Not much really happening in the theatres this week but FOX News accused The LEGO Movie of being "anti-capitalist," claiming the film is "pushing an anti-business message to our kids."

Which it totally does... kinda. Yes, the bad guy is called "Lord Business" and everything from over-priced coffee to academic think tanks are lampooned as the LEGO proletariat protagonist navigates his way towards a social and spiritual revolution.

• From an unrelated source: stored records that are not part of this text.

PR #190, opened 2022-02-24
fix: recompute fee after selecting extra utxo due to min utxo value

mkazlauskas:
# Context

Transactions occasionally fail due to fee too low. This is due to a bug within input selection, where it does not recompute the fee after selecting an extra utxo.

# Proposed Solution

Reproduce the bug in a test and fix it.

- Add support for custom random function for round robin random improve
- Update mock selection constraints fee computation to be a function of selected # of inputs instead of a constant

### DIFF
--- a/packages/cip2/src/RoundRobinRandomImprove/change.ts
+++ b/packages/cip2/src/RoundRobinRandomImprove/change.ts
@@ -14,6 +14,7 @@ interface ChangeComputationArgs {
   estimateTxFee: EstimateTxFeeWithOriginalOutputs;
   computeMinimumCoinQuantity: ComputeMinimumCoinQuantity;
   tokenBundleSizeExceedsLimit: TokenBundleSizeExceedsLimit;
+  random: typeof Math.random;
 }
 
 interface ChangeComputationResult {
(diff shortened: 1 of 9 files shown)


packages/cip2/src/RoundRobinRandomImprove/change.ts
```diff
@@ -304,53 +287,69 @@ export const computeChangeAndAdjustForFee = async ({
...
+        estimateTxFee,
+        implicitCoin,
+        outputValues,
+        random,
+        tokenBundleSizeExceedsLimit,
+        uniqueOutputAssetIDs,
+        utxoSelection: pickExtraRandomUtxo(currentUtxoSelection, random)
+      });
+    }
+    // This is not a great error type for this, because the spec says
```
rhyslbw, line 303: So we cannot improve the error type because we're constrained by the spec?

rhyslbw (approved):

packages/cip2/test/RoundRobinRandomImprove.test.ts
```diff
@@ -56,6 +56,26 @@ describe('RoundRobinRandomImprove', () => {
         });
         expect(results.selection.inputs.size).toBe(1);
       });
+      it('Recomputes fee after selecting an extra utxo due to change not meeting minimumCoinQuantity', async () => {
+        const utxo = new Set([
```
james-iohk, line 60: Could include a 4th utxo to check that no additional non-essential inputs are included. E.g.
```typescript
const utxo = new Set([
  TxTestUtil.createUnspentTxOutput({ coins: 1_000_000n }),
  TxTestUtil.createUnspentTxOutput({ coins: 1_000_000n }),
  TxTestUtil.createUnspentTxOutput({ coins: 1_000_000n }),
  TxTestUtil.createUnspentTxOutput({ coins: 975_000_000n })
]);
```
Then you also wouldn't need to worry about the order utxos are considered so you could just use:
`const random = jest.fn().mockReturnValue(0);`

james-iohk: Actually, changing the `random` would result in a slightly different selection process (2 utxos secluded at roundrobin instead of 1), although the result is the same.

mkazlauskas: Added a 4th utxo and a comment explaining how the test works

james-iohk (approved):

PR #192, opened 2022-03-02
Feature/cip30

mchappell:
# Context

Aligning the current sdk cip30 package with the updated cip30 specification

## Important changes introduced

- Implement `cslToCore` transaction conversion
- (BREAKING) Update some core types:
  - Add `Cardano.RedeemerPurpose` and `Cardano.MirCertificatePot` enums
  - Make StakeDelegationCertificate.epoch and PoolRegistrationCertificate.epoch optional
  - Remove PoolRegistrationCertificate.poolId 
  - Made address nullable in txIn model
  - set tx body scriptIntegrityHash to correct length (32 byte)
  - set the correct Ed25519KeyHash length (28 bytes)


packages/e2e/package.json
```diff
@@ -0,0 +1,39 @@
...
+  "description": "e2e tests in other packages",
+  "engines": {
+    "node": "^14"
+  },
+  "main": "dist/index.js",
+  "repository": "https://github.com/input-output-hk/cardano-js-sdk/packages/e2e",
+  "author": "Michael Chappell <martynas.kazlauskas@iohk.io>",
+  "license": "MPL-2.0",
+  "scripts": {
+    "test": "ENVFILE=.env yarn test:chrome",
```
rhyslbw, line 13: In order to run the workspace package.json scripts we need to include:

```
    "build": "shx echo 'build' command not implemented",
    "coverage": "shx echo No coverage report for this package",
    "cleanup": "shx rm -rf node_modules",
    "test:e2e": "yarn test && yarn test:chrome",
    "tscNoEmit": "shx echo typescript --noEmit command not implemented yet",
 ```
 ... plus the devDependency: `"shx": "^0.3.3"`

File: packages/e2e/test/cip30.test.ts [hunk 2]
```diff
@@ -0,0 +1,128 @@
...
+ * @jest-environment jsdom
+ */
+
+//import { testnetTimeSettings } from '@cardano-sdk/core';
+//import { createStubStakePoolSearchProvider, createStubTimeSettingsProvider } from '@cardano-sdk/util-dev';
+//import { createWalletApi, injectWindow, WalletApi, Wallet } from '../../cip30';
+import { handleMessages, injectWindow, Wallet as BigWallet } from '../../cip30/src';
+//import { createWalletPublicApi, WalletPublicApi } from '../../cip30';
+import { RequestAccess, WalletApi, WalletProperties, createUiWallet } from '../../cip30/src';
+import { firstValueFrom } from '../../wallet/dist/util';
```
rhyslbw, line 11:
```suggestion
import { firstValueFrom } from '@cardano-sdk/wallet/util';
```

packages/e2e/test/cip30.test.ts
```diff
@@ -0,0 +1,128 @@
+/**
+ * @jest-environment jsdom
+ */
+
+//import { testnetTimeSettings } from '@cardano-sdk/core';
+//import { createStubStakePoolSearchProvider, createStubTimeSettingsProvider } from '@cardano-sdk/util-dev';
+//import { createWalletApi, injectWindow, WalletApi, Wallet } from '../../cip30';
+import { handleMessages, injectWindow, Wallet as BigWallet } from '../../cip30/src';
```
rhyslbw, line 8:
```suggestion
import { handleMessages, injectWindow, Wallet as BigWallet } from '@cardano-sdk/cip30';
```

Setup a `tsconfig.json` like here: https://github.com/input-output-hk/cardano-js-sdk/blob/master/packages/wallet/test/tsconfig.json to establish the TypeScript dependencies. This will build the dependent code when needed.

The problem with FOX's logic though, is that the entire film is really just a commercial for LEGO (albeit mixed with a great message of how to play with it creatively) and for an anti-capitalist statement it's sure making shitloads of money for a company worth billions.

It's not capitalists and businessmen The LEGO Movie is taking shots at, it's the kind of people so paranoid of losing any semblance of control that they feel threatened by things like creativity and adventure. The LEGO Movie is against anyone who lives by the rulebook and refuses to play outside the lines. It's a movie full of blocks but it's really anti-square.

Speaking of sticking it to the man, the Robocop remake is also playing this week. The original R-rated 1987 film was directed by Paul Verhoeven (Total Recall, Basic Instinct) and depicted a bleak near-future saddled with corrupt authoritarian leaders using a privatized mechanical military to push some kind of dark corporate agenda.

And now here we are! Even the Canadian government spies on its own citizens these days and down south your cell phone's "metadata" might be all that stands between you and an surprise aerial drone strike. Set against a reality that was satire only 27 years ago, this new Robocop is a loose adaptation of the original but aims to paint a larger picture of western civilization on the brink.

Step one in the wrong direction however is a PG rating. Nudity is replaced with ultraviolence — sending the message that bare breasts are terrible for children's development but watching dozens of people get shot is totally fine.

Brazillian director José Padilha (Bus 174) foregoes any of the humour of the original film and ups the stakes with an even more corrupt military-industrial complex intent on using unmanned drones to police home soil. On one level this Robocop, like the last one, is a warning about the dangers of letting others handle your personal safety. On the other, it's a giant bang-crash shoot-em-up that never quite gets there. There's some romance though, Robocop has a very loving wife.

If you want the corny romance flick, Endless Love opens Thursday. Lots of people love these movies the same way I love stuff like Zombeavers. Whatever floats your boat right? Happy Valentine's Day.